Most people don’t want to go bankrupt. For that very reason they are often reluctant to contact a bankruptcy trustee. However a consumer proposal is a great alternative to bankruptcy. It provides you with the same creditor protection and the ability to eliminate your debts, with some very significant differences. First we will review why you would want to choose either a consumer proposal or personal bankruptcy. Then we will take a look at some of the key differences in how the process for each works.
Why Choose A Consumer Proposal?
- Your monthly payments can be lower. If you are required to pay surplus income in a bankruptcy, this calculation is mandated by the federal government. If your income is unusually high during your bankruptcy you could end up making signficant monthly payments. A consumer proposal allows you to spread these payments over a longer period of time, reducing the amount you pay monthly to something you can afford.
- You keep your assets. If you have equity in your home, have investments (including an RESP for your children) you may want to preserve those assets for your family. A consumer proposal allows you to ‘buy out’ the value of those assets over a period of time.
- You avoid bankruptcy. For some, this is very important. There may be technical reasons they need to avoid bankruptcy (perhaps they have been bankrupt before and the cost is now higher for a second bankruptcy) or the reasons may be purely emotional. Both are valid considerations and a consumer proposal provides many of the same benefits without having to file for bankruptcy.

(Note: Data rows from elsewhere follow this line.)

Issue #140, opened 2022-02-15
Automate gas cost comparison script to run in GH actions


jacque006:
Depends on https://github.com/jzaki/bls-wallet/pull/138

After https://github.com/jzaki/bls-wallet/pull/138 is merged, add a Github Actions pipeline for automatically running and uploading the gas cost comparisons on contract changes so people can see the gas differences when using BLS wallets.

### Considerations
- Probably need to create a markdown template to inject measurement results into.
- Run tests on any commit where `./contracts` is changed.
- Use Arbitrum Testnet to run tests by default, but see if it is possible to setup and run a local node instead as it will reduce the amount of time to run the script and not require constant funding of the address on testnet.
- Upload the report to somewhere and link on the main `README.md` file to the latest run for `main` branch. This could be uploaded to somewhere on Github, IFPS, AWS S3, etc.

PR #341, opened 2022-09-17
Update gas measurement script for Arbitrum Nitro

### LINKED ISSUE #311: Update and run gas measurement script
Script likely needs updating, and when run against #310, should be able to do more than 29 txs.
Array [here](https://github.com/web3well/bls-wallet/blob/main/contracts/scripts/test/measure_gas.ts#L19) can be the number of UserOperations to try in a bundle, eg: `[20, 40 , 80, 120]`, it will fail once the bundle is too large for the chain's transaction.

Previuosly on Arbitrum testnet there was a limit to the number of curve operations per tx, this limit is not present in Nitro.

jacque006:
## What is this PR doing?

Update gas measurement script for Arbitrum Nitro

- Add alea lib for deterministic random values
- Move gas scripts to new folder
- Move to config based approach for measurement script
- Fix bls wallet lazy creation in fixture so nonce will be correct for larger amount of wallets
- Fix fixture initialization of bls wallet contract from swallowing errors & attempting to initialize when not needed.
- Get arbitrum specific gas field
- Add address indexing optimization to expander, better typing on contracts fixture
- Use @ethereumjs/tx to get raw txn size
- Add local CI test to make sure measurement script is working
- Update measurements to be able to handle multiple transactions
- Update `gethDev` to allow for longer http timeouts on longer running operations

- You have peace of mind. Many people feel they owe the money and want to repay what they can. A consumer proposal gives them a sense of satisfaction that they have done what they could.
Why Choose Bankruptcy?
- A bankruptcy can be shorter. In most circumstances, a bankruptcy will be over sooner than a typical consumer proposal. In most cases, you are eligible for an automatic discharge within 9 months. However this is extended if you have surplus income.
- You do not have enough income to support a proposal. This can happen if your income is too low, or you have high eligible expenses such as support payments or health expenses. You must be able to meet your proposal payments during the entire term of your proposal. If you miss 3 payments your consumer proposal is considered annulled, you lose the any creditor protection you received and your creditors can pursue you for your debts, including interest and penalties.
- You do not believe your creditors will vote in favour of your proposal. To be accepted creditors holding 50%+1 of the dollar value of your debts must agree to your proposal. If you have one large creditor who you think will not agree to your proposal, or you cannot offer enough to ensure your proposal will be accepted, bankruptcy may be the preferred solution.
While both a consumer proposal and bankruptcy are filed through a trustee in bankruptcy and administered under the Bankruptcy & Insolvency Act, there are some considerable differences in your requirements and how each are completed:
|Debts||Less than $250,000 (excluding your mortgage).||More than $1,000, no upper limit.|
|Who is Eligible||Individuals.||Individuals and companies.|
|Filing||Through a Bankruptcy Trustee acting as a Consumer Proposal Adminisitrator.||Through a Bankruptcy Trustee.|
|Approval||Voted on by your unsecured creditors within 45 days. Only accepted if 50% + 1 of dollar value of claims agree.||Automatic. No voting required.|
|Creditor’s Meeting||If 25% of creditors require. Meeting may be called to review proposal prior to acceptance where you can renegotiate terms.||Very rare. More based on creditor’s concern over procedure & legal issues.|
|Cost||Negotiated settlement.||Cost defined based on surplus income and value of assets.|
|Payments||Fixed, over the period of the agreement (not more than 5 years).||Payments and length of time can vary based on surplus income calculation.|
|Monthly Reporting||None.||Monthly budget statement required.|
|Tax Refunds||Your’s to keep.||Estate keeps tax refunds/credits due to you during bankruptcy.|
|Length||Typically 1 to 5 years.||Legislated. Minimum 9 months. Extended for second time bankrupts and those with surplus income.|
|Discharge||Upon completion of payments. Can be paid out and completed early.||After completion of all payments AND minimum legislated period. Creditors can also object.|
|Early completion option||Yes.||No.|
|Credit Rating||3 years after completion.||6 years after discharge.|
The information above is a lot to take in. Whether you should file a consumer proposal or bankruptcy is a choice you must make based on your circumstances and preferences. We recommend you talk to a Consumer Proposal Administrator about these differences. They can help you understand which will be of most importance for you and your family.